Start of Data excerpts

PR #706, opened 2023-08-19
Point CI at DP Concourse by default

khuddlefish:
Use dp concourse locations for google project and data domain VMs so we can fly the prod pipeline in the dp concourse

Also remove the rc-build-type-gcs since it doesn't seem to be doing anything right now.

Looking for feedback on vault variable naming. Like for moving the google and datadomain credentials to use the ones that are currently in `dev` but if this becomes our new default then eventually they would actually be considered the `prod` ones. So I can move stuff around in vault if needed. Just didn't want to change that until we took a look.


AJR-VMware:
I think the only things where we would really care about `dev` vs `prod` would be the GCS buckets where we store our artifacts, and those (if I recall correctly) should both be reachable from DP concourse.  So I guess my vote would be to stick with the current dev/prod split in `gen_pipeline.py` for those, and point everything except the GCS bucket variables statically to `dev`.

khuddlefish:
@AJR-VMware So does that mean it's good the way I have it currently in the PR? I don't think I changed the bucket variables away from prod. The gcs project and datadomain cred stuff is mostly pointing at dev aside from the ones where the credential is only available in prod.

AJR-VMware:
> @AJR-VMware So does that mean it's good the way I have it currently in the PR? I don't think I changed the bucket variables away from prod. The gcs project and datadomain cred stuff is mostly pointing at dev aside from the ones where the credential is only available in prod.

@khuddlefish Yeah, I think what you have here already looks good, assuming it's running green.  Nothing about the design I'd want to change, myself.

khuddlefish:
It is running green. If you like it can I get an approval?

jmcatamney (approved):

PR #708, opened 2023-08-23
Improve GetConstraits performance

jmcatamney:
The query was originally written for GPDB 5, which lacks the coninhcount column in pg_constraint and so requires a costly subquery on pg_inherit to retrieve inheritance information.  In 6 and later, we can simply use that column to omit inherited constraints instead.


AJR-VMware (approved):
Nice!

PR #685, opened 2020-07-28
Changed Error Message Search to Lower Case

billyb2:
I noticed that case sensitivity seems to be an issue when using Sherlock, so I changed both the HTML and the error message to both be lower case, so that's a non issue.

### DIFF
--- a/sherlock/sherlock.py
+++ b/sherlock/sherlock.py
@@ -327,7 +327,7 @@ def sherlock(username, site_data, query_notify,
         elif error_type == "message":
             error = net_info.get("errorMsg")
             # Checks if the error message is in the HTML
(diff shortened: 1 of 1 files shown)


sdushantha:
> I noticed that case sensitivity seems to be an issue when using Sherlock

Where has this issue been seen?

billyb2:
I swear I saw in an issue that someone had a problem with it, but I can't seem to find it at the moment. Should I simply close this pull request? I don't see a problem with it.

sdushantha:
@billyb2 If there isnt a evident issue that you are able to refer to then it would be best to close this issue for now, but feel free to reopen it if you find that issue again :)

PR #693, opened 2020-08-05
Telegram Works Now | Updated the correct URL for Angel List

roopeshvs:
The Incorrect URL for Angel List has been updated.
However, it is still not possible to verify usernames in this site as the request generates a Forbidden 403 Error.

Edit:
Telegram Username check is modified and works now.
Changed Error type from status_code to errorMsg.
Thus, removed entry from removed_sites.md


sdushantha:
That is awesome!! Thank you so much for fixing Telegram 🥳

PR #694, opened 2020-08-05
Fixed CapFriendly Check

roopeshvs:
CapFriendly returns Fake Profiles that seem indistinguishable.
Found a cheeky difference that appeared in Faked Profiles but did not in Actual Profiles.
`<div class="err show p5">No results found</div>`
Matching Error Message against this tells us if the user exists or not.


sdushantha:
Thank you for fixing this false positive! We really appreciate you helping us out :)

End of Data excerpts

About this exercise:
Using the data above, restate every record word for word.

Answer to this task:
PR #706, opened 2023-08-19
Point CI at DP Concourse by default

khuddlefish:
Use dp concourse locations for google project and data domain VMs so we can fly the prod pipeline in the dp concourse

Also remove the rc-build-type-gcs since it doesn't seem to be doing anything right now.

Looking for feedback on vault variable naming. Like for moving the google and datadomain credentials to use the ones that are currently in `dev` but if this becomes our new default then eventually they would actually be considered the `prod` ones. So I can move stuff around in vault if needed. Just didn't want to change that until we took a look.


AJR-VMware:
I think the only things where we would really care about `dev` vs `prod` would be the GCS buckets where we store our artifacts, and those (if I recall correctly) should both be reachable from DP concourse.  So I guess my vote would be to stick with the current dev/prod split in `gen_pipeline.py` for those, and point everything except the GCS bucket variables statically to `dev`.

khuddlefish:
@AJR-VMware So does that mean it's good the way I have it currently in the PR? I don't think I changed the bucket variables away from prod. The gcs project and datadomain cred stuff is mostly pointing at dev aside from the ones where the credential is only available in prod.

AJR-VMware:
> @AJR-VMware So does that mean it's good the way I have it currently in the PR? I don't think I changed the bucket variables away from prod. The gcs project and datadomain cred stuff is mostly pointing at dev aside from the ones where the credential is only available in prod.

@khuddlefish Yeah, I think what you have here already looks good, assuming it's running green.  Nothing about the design I'd want to change, myself.

khuddlefish:
It is running green. If you like it can I get an approval?

jmcatamney (approved):

PR #708, opened 2023-08-23
Improve GetConstraits performance

jmcatamney:
The query was originally written for GPDB 5, which lacks the coninhcount column in pg_constraint and so requires a costly subquery on pg_inherit to retrieve inheritance information.  In 6 and later, we can simply use that column to omit inherited constraints instead.


AJR-VMware (approved):
Nice!

PR #685, opened 2020-07-28
Changed Error Message Search to Lower Case

billyb2:
I noticed that case sensitivity seems to be an issue when using Sherlock, so I changed both the HTML and the error message to both be lower case, so that's a non issue.

### DIFF
--- a/sherlock/sherlock.py
+++ b/sherlock/sherlock.py
@@ -327,7 +327,7 @@ def sherlock(username, site_data, query_notify,
         elif error_type == "message":
             error = net_info.get("errorMsg")
             # Checks if the error message is in the HTML
(diff shortened: 1 of 1 files shown)


sdushantha:
> I noticed that case sensitivity seems to be an issue when using Sherlock

Where has this issue been seen?

billyb2:
I swear I saw in an issue that someone had a problem with it, but I can't seem to find it at the moment. Should I simply close this pull request? I don't see a problem with it.

sdushantha:
@billyb2 If there isnt a evident issue that you are able to refer to then it would be best to close this issue for now, but feel free to reopen it if you find that issue again :)

PR #693, opened 2020-08-05
Telegram Works Now | Updated the correct URL for Angel List

roopeshvs:
The Incorrect URL for Angel List has been updated.
However, it is still not possible to verify usernames in this site as the request generates a Forbidden 403 Error.

Edit:
Telegram Username check is modified and works now.
Changed Error type from status_code to errorMsg.
Thus, removed entry from removed_sites.md


sdushantha:
That is awesome!! Thank you so much for fixing Telegram 🥳

PR #694, opened 2020-08-05
Fixed CapFriendly Check

roopeshvs:
CapFriendly returns Fake Profiles that seem indistinguishable.
Found a cheeky difference that appeared in Faked Profiles but did not in Actual Profiles.
`<div class="err show p5">No results found</div>`
Matching Error Message against this tells us if the user exists or not.


sdushantha:
Thank you for fixing this false positive! We really appreciate you helping us out :)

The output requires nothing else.